I get an error like this,

Unsuccessful stat on filename containing newline at ReadFile.pl line 106.

106 is the if() line. I have tried the following,

made it my $passfile = "$jobDir\/rootpass"; to escape the escape char
made it my $passfile = "$jobDir//rootpass"; to escape the 'r' so it wont think I have a return char in the file name

How do I read the file whose name is rootpass under the directory name contained in the variable $jobDir?

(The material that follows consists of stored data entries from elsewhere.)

PR #1414, opened 2026-05-24
Load Flow performance: remove redundant outer loop executions

jeandemanged:

No

Performance fix

We run more outer loops than strictly needed, for both AC and DC Load Flow.
Impact:
- confusing report
- most outer loop have a very fast check and this is not a real performance issue, however for incremental outer loops the performance hit can become noticeable

For example, with only DistributedSlack and ReactiveLimits outerloops enabled, and only the first DistributedSlack going unstable, todays we run:
1. DistributedSlack (unstable)
2. ReactiveLimits (stable)
3. DistributedSlack (stable)
4. ReactiveLimits (stable)

but because 2. ReactiveLimits outer loop did not change anything, what is strictly necessary is only:
1. DistributedSlack (unstable)
2. ReactiveLimits (stable)
(stop)

We ensure outer loop are executed only when strictly needed, for both AC and DC Load Flow.

- [x] No

**Other information**:


src/main/java/com/powsybl/openloadflow/ac/AcloadFlowEngine.java
```diff
@@ -258,9 +263,14 @@ public AcLoadFlowResult run() {
...
+                    if (outerLoop == runningContext.lastUnstableOuterLoop) {
+                        // We went through all other outer loops and none of them modified anything -> we are done.
+                        break;
+                    }
+                    runOuterLoop(outerLoop, outerLoopAndContext.getRight(), solver, runningContext, checkUnrealisticStates);
 
-                    if (outerLoopAndContext.getLeft() == runningContext.lastUnrealisticStateFixingLoop) {
+                    if (outerLoop == runningContext.lastUnrealisticStateFixingLoop) {
                         checkUnrealisticStates = true;
                     }
```
jeandemanged, line 282: wondering if broken by change....

jeandemanged: is fine

SylvestreSakti (commented):
If my understanding is correct, we are going from the current behavior:

Image


----
To the new behavior:

Image

Could the code be simplified to do a check only on the first outerloop ?

SylvestreSakti (approved):
Thanks !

Why do you think you need to escape the `r` in the first place? — Sobrique, Feb 29 '16 at 11:05
That's more likely because you forgot to `chomp` when you read it. — Sobrique, Feb 29 '16 at 11:16
Because I was getting errors saying that there is a new line in the name and when i print the file name, this is the output,file name = /home/test/files/10.6.502.0 ootpass Unsuccessful stat on filename containing newline at ReadFile.pl line 106. No read permissions on password file /home/test/files/10.6.502.0 ootpass. The /home/test/files/10.6.502.0 is the path to the file. And rootpass is being printed in a new line as ootpass — quickdraw, Feb 29 '16 at 11:17
You ADDED newline. `\r` IS new line. Remove slash. Also remove `'` around `$rootpass`. It doesn't needs quoting at all and single quotes don't do variable expansion. — Oleg V. Volkov, Feb 29 '16 at 11:18
You no need to escape the `r`. You can just use it as it is. — Karthikeyan.R.S, Feb 29 '16 at 11:18
Are you saying that "my $passfile = "$jobDir/rootpass"; will make it work? And I can open the file like open ROOTPASS, '$passfile'; ? — quickdraw, Feb 29 '16 at 11:21
Just `open ROOTPASS, $passfile;`. `'` actually will break it because you'll be looking for file literally named "$passfile", not "rootpass". — Oleg V. Volkov, Feb 29 '16 at 11:22
I tried that and I get the following, file name = /home/test/files/10.6.502.0 /rootpass Unsuccessful stat on filename containing newline at ReadFile.pl line 106 — quickdraw, Feb 29 '16 at 11:22
The "/home/test/files/10.6.502.0" and " /rootpass" are in two different lines. I am not able to write the comment like that here.. — quickdraw, Feb 29 '16 at 11:24
I tried not check -e on the file name and directly opened it and this is the error I get, Unsuccessful open on filename containing newline at ReadFile.pl line 108. readline() on closed filehandle ROOTPASS at ReadFile.pl — quickdraw, Feb 29 '16 at 11:27
Where do you get `$jobDir` from? Any chance _that_ contains a new line? — Sobrique, Feb 29 '16 at 11:28
I create $jobDir as, $jobDir = "/home/test/files/$process_build"; and $process_build will be a string like 10.0.9.7 or something similar — quickdraw, Feb 29 '16 at 11:35
I get the same error even after I changed the name to "passroot" instead of "rootpass"!!!! There is some other issue.. — quickdraw, Feb 29 '16 at 11:41
I got the issue! After I changed the statement, my $passfile = "$jobDir/\rootpass"; to my $passfile = '$jobDir/\rootpass'; Issue went away! Can someone explain what happened? — quickdraw, Feb 29 '16 at 11:42
This reminds me of [this discussion](http://stackoverflow.com/a/35535728/5830574) a few days ago. — PerlDuck, Feb 29 '16 at 13:26
That's because the single quotes `'` (as opposed to the double quotes `"`) do not interpolate variables inside, i.e. now you are looking for a file called (literally!) `dollar-jay-ouh-bee-Dee-i-arr-slash-backslash-arr-ouh-ouh`... And that file doesn't exist. — PerlDuck, Feb 29 '16 at 13:32

mscha · Answer 1 · 2016-02-29T14:30:39.227

0

A lot of good comments on the original question, but you also:

shouldn't be using global file handles
should be using three-argument open
are checking if the file exists, but give the error message that it's not readable. If the file exists but isn't readable, your script won't work, without giving a useful error message.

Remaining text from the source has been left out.